Invited Speakers

Pieter Abbeel (UC Berkley)

Getting Signal in RL from Auxiliary Losses, Unpaired Observations, Single Snapshot of the World

Jeffrey Bilmes (U of Washington)

Machine Education

Machine learning enables computers to solve tasks too complex to program directly, and this is achieved by optimizing objectives parameterized by large amounts of data. Many machine learning strategies are inspired by human learning, as humans are uncannily successful at learning complex tasks. Viewing existing machine learning paradigms through the lens of human learning, however, leaves a lot to be desired. In this talk, we'll look at some novel mathematical objectives for machine education that are inspired by human education. Some of these involve simultaneous discrete and continuous optimization, continuous over parameter space and discrete over sample space. Since information diversity is often important in human education, some of these objectives utilize submodular functions. This includes forms of single-learner and ensemble-based curriculum learning.

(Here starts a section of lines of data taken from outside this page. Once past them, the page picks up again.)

PR #1092, opened 2026-06-22
Analytic-covariance building blocks: rxExpandSens3_ (3rd-order sensitivities) + rxOmegaVarCovDeriv (non-Cholesky Omega)

hiddevandebeek:
Two building blocks for analytic FOCEI/FOCE covariance matrices in nlmixr2est (nlmixr2/nlmixr2est#690), both finite-difference-free and validated against finite differences.

## 1. `rxExpandSens3_()` — analytic third-order forward sensitivities

Generates the **exact** third-order forward sensitivity equations `d^3(state) / d s1 d s2 d s3`, extending the existing first/second-order machinery (`rxExpandSens_()`, `rxExpandSens2_()`). `.rxSens()` gains a `vars3` argument that drives it and stores the result in `..sens3`.

Following `rxExpandSens2_`, the third-order RHS is the total derivative of the stored second-order RHS `v2 = d/dt(s^{s2,s3})` w.r.t. the new variable `s1`:

```
v3 = D(v2, s1)
   + sum_m [ D(v2, x_m)*s^{s1}_m  +  J*s^{s1,s2,s3}_m ]
   + sum_{q in unique{s2,s3}} sum_m D(v2, s^{q}_m)*s^{s1,q}_m
```

The `unique{s2,s3}` deduplication avoids a spurious factor of two when `s2 == s3`. `tests/testthat/test-sens3.R` checks the analytic third-order values against a central FD of the analytic second-order (~1e-6) and confirms symmetry.

These supply the structural sensitivities the **M3** term of the analytic FOCEI/FOCE covariance Hessian needs (`d^3f/d eta^3`, etc.).

## 2. `rxOmegaVarCovDeriv()` — non-Cholesky Omega derivatives

The default random-effects parameterization for estimation is a **Cholesky** decomposition, whose parameters are Cholesky factors rather than interpretable variances/covariances. Reporting random-effect SEs on the natural variance scale -- or assembling an analytic covariance over the `Omega` block -- needs a **non-Cholesky** path that differentiates w.r.t. the variance-covariance entries directly.

`rxOmegaVarCovDeriv(omega, order = 2)` returns `Omega^{-1}`, `log|Omega|`, and their first and second derivatives w.r.t. each free lower-triangular element `omega_{ab}`, in closed form:

```
d(Omega^-1)/d(omega_ab) = -Omega^-1 E_ab Omega^-1
d(log|Omega|)/d(omega_ab) = tr(Omega^-1 E_ab)
```

`tests/testthat/test-omega-varcov.R` validates the first and second derivatives against finite differences on a 3x3 **block** Omega (off-diagonals nonzero).

## Scope / blast radius

Both are additive: `rxExpandSens3_` is inert unless `.rxSens(..., vars3=)` is called; `rxOmegaVarCovDeriv` is a new standalone function. No parser, codegen, or solver changes.

## Checklist
- [x] `NEWS.md` entries
- [x] `rxTest({...})` tests (`test-sens3.R`, `test-omega-varcov.R`)
- [x] Bindings/exports: `rxExpandSens3_` (compileAttributes, init.c, NAMESPACE, man), `rxOmegaVarCovDeriv` (NAMESPACE, man)
- [x] Follows `.github/copilot-instructions.md` conventions


hiddevandebeek:
needed building block for nlmixr2/nlmixr2est#690

hiddevandebeek:
@mattfidler lmk what you think

mattfidler:
This looks good to me;  The sensitivity variables were already super long and these are even longer :smile: 

Please also add your name as a contributor to this package.

mattfidler:
As a general note an ODE of this size is more likely to fail solving than other methods.  

When adding to nlmixr2est, check for a failure in solve and fall back to the slow finite difference method.

mattfidler:
If you wish to do more, I was going to add a full covariance matrix in nlmixr2 for omegas, residuals; This would need to be handled in rxode2 as well since the default parameterization is a cholesky decomposition.  To get the SE there needs to be another path that has a non-cholesky decomposition omegas.

hiddevandebeek:
> This looks good to me; The sensitivity variables were already super long and these are even longer 😄
> 
> Please also add your name as a contributor to this package.

haha yes indeed. I will also add my name as contributor.

> When adding to nlmixr2est, check for a failure in solve and fall back to the slow finite difference method.

okay will do!

> If you wish to do more, I was going to add a full covariance matrix in nlmixr2 for omegas, residuals; This would need to be handled in rxode2 as well since the default parameterization is a cholesky decomposition. To get the SE there needs to be another path that has a non-cholesky decomposition omegas.

I have some time at the end of the week, I'll let you know if I manage to get to it!

hiddevandebeek:
As a note: the SE part for omegas was also where my previous attempt sort off got stuck and showed bias.

mattfidler:
Well the omega derivatives needed are clearly spelled out in the Almquist paper, the approch we use here is slightly different because of the transformation (if it helps).

hiddevandebeek:
yeah sorry I meant my original approach in nlmixr2/nlmixr2est#666 showed bias in the omegas

hiddevandebeek:
Pushed two more commits addressing the notes above:

**1. Added myself as a contributor** to `DESCRIPTION` 👍

**2. `rxOmegaVarCovDeriv()` — the non-Cholesky Ω path.** Since the default Ω parameterization is a Cholesky decomposition, getting Ω/residual SEs on the natural variance scale needs derivatives w.r.t. the variance-covariance elements directly. This returns `Omega^-1`, `log|Omega|`, and their first and second derivatives w.r.t. each free `omega_{ab}`, in closed form:

```
d(Omega^-1)/d(omega_ab)   = -Omega^-1 E_ab Omega^-1
d(log|Omega|)/d(omega_ab) =  tr(Omega^-1 E_ab)
```

Validated against finite differences (1st + 2nd derivatives) on a 3×3 **block** Ω in `tests/testthat/test-omega-varcov.R`. (These are the natural-scale forms; the existing Cholesky path is the transformed version you mentioned.)

On the nlmixr2est side, also done per your notes:
- **solve-failure → FD fallback**: the augmented sensitivity ODE is large, so every per-subject solve is guarded — any failure (or out-of-scope model) drops the whole population back to the finite-difference covariance, all-or-nothing.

Others will use submodularity to render machine learning more computationally efficient, by producing either smart mini-batches or good core sets.

The above is work performed jointly with Tianyi Zhou, Shengjie Wang, Wenruo Bai, Baharan Mirzasoleiman, and Jure Leskovec.

Yejin Choi (U of Washington)

Cracking Commonsense AI with Knowledge Modeling and Generative Reasoning

Despite considerable advances in deep learning, AI remains to be narrow and brittle. One fundamental limitation comes from its lack of commonsense intelligence: reasoning about everyday situations and events, which in turn, requires a broad spectrum of background knowledge about how the physical and social world works.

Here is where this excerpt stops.